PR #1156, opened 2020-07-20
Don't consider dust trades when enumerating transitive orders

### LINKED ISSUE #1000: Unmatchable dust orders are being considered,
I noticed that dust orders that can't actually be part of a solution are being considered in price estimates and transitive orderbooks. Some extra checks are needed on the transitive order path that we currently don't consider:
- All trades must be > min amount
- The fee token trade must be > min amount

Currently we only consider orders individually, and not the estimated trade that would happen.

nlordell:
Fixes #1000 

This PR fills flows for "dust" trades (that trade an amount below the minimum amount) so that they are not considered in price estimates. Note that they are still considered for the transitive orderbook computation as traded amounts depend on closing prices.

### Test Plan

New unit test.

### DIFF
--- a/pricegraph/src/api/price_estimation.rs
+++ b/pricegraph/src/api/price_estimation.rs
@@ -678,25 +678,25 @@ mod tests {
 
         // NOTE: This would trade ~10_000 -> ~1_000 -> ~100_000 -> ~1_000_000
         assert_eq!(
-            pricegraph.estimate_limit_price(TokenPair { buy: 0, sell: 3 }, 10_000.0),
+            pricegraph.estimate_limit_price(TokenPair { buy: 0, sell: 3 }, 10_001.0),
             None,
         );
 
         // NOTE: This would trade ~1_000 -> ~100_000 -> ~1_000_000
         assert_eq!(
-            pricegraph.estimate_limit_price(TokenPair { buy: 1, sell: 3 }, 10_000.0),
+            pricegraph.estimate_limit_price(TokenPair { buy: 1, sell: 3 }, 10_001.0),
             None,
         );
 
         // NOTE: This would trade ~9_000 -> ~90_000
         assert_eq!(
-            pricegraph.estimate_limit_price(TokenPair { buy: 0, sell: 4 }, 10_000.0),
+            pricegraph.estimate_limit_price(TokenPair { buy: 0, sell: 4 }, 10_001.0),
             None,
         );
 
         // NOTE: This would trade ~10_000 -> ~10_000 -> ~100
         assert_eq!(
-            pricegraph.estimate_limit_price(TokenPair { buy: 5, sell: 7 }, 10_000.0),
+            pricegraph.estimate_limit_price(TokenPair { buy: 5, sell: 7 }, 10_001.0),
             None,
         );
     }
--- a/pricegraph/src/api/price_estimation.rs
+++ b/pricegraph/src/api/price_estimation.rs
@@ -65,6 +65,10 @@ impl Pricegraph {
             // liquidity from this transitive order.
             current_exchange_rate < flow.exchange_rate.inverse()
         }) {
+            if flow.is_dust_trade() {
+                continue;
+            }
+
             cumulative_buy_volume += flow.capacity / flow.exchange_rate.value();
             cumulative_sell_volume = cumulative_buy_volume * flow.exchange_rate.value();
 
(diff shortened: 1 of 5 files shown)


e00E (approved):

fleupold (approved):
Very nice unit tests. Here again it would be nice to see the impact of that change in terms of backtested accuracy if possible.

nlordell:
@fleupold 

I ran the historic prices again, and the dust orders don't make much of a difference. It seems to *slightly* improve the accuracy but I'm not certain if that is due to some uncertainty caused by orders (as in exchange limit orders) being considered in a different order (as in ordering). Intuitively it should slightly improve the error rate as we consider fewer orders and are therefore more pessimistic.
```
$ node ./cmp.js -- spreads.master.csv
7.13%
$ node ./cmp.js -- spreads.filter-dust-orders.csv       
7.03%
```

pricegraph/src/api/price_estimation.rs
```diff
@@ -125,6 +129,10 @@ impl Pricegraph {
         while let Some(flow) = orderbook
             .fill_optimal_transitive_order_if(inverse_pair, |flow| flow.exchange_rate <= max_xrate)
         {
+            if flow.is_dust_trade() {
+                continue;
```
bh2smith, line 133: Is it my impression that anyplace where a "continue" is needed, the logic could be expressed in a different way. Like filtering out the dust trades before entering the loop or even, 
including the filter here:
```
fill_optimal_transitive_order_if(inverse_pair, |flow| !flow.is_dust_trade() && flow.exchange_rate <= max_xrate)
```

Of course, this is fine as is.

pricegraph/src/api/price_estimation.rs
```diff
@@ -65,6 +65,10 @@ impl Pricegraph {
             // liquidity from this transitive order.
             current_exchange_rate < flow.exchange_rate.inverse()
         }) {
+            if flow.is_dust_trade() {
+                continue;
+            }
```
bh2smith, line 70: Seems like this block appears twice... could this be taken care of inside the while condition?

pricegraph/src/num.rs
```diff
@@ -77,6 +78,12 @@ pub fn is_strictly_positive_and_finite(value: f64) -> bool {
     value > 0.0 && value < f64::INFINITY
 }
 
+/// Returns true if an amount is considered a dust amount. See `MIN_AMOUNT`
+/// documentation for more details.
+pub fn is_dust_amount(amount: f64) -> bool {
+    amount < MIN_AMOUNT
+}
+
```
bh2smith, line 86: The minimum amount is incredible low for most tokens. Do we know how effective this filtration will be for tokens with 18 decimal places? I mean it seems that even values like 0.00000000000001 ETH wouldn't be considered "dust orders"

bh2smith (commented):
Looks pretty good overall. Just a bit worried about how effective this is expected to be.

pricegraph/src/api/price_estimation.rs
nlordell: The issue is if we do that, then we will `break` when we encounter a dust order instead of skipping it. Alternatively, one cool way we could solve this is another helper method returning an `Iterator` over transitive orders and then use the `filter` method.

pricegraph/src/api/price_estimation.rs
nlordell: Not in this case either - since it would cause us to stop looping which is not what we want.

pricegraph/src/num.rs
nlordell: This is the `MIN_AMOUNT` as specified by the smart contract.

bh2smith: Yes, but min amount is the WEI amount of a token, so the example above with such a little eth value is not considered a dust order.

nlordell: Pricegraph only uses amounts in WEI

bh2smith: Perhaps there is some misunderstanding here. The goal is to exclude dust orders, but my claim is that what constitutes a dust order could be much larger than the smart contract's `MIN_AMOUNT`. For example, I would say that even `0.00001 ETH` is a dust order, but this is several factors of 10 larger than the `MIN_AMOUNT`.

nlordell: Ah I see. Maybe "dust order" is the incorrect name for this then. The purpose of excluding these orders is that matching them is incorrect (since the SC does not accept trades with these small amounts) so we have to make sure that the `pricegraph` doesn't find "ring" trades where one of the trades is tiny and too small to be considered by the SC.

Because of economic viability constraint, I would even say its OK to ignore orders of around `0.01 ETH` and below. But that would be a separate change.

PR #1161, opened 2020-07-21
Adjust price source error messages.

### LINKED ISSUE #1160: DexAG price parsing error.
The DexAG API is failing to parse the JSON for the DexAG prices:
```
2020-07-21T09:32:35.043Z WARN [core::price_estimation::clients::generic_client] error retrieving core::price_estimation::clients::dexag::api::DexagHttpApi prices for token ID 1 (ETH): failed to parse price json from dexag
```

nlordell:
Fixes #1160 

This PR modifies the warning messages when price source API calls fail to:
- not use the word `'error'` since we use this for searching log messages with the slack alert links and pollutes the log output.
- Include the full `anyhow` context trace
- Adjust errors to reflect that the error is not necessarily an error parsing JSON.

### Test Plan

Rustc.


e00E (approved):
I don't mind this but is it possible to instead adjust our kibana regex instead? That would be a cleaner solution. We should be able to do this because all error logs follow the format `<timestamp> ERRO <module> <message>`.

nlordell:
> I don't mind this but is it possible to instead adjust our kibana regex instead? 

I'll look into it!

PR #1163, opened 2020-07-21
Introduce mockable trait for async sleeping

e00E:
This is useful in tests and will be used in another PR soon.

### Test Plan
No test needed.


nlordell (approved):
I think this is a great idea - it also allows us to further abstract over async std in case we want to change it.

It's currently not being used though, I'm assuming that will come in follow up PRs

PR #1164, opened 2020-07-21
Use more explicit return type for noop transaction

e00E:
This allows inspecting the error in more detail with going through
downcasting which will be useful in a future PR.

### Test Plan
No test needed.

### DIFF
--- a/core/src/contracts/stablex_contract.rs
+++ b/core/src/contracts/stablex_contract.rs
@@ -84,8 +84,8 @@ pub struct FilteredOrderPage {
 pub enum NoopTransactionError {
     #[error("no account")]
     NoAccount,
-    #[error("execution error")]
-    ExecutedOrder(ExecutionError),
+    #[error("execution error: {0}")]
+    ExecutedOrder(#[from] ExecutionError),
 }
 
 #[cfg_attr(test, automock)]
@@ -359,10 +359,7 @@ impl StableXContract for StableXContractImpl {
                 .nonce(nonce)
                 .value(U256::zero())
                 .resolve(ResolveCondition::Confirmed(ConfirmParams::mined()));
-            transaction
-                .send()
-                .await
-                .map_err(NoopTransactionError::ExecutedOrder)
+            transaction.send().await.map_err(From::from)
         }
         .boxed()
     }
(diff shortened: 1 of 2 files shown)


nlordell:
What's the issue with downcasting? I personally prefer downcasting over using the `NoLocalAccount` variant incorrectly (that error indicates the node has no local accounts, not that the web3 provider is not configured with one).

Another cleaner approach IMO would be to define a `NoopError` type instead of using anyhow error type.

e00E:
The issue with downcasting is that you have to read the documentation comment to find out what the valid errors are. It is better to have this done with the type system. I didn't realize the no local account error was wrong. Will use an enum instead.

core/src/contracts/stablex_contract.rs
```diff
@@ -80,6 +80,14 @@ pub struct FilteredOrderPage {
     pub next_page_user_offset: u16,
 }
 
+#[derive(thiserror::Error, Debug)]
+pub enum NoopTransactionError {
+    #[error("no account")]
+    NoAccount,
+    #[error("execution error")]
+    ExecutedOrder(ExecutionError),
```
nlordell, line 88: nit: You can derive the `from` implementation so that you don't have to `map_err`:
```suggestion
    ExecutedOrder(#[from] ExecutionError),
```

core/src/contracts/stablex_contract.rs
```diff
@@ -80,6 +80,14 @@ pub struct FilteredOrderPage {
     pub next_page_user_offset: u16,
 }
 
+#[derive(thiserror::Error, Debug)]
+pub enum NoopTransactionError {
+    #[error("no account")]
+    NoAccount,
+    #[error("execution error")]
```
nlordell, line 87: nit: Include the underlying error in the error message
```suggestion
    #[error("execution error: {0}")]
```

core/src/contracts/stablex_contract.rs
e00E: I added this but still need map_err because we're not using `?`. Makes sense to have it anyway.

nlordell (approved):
* * * * * * *
Directions » Output the data exactly, from the first line through the line that holds "Fixes #1000", so that no later line appears.

Reply to the exercise »
PR #1156, opened 2020-07-20
Don't consider dust trades when enumerating transitive orders

### LINKED ISSUE #1000: Unmatchable dust orders are being considered,
I noticed that dust orders that can't actually be part of a solution are being considered in price estimates and transitive orderbooks. Some extra checks are needed on the transitive order path that we currently don't consider:
- All trades must be > min amount
- The fee token trade must be > min amount

Currently we only consider orders individually, and not the estimated trade that would happen.

nlordell:
Fixes #1000 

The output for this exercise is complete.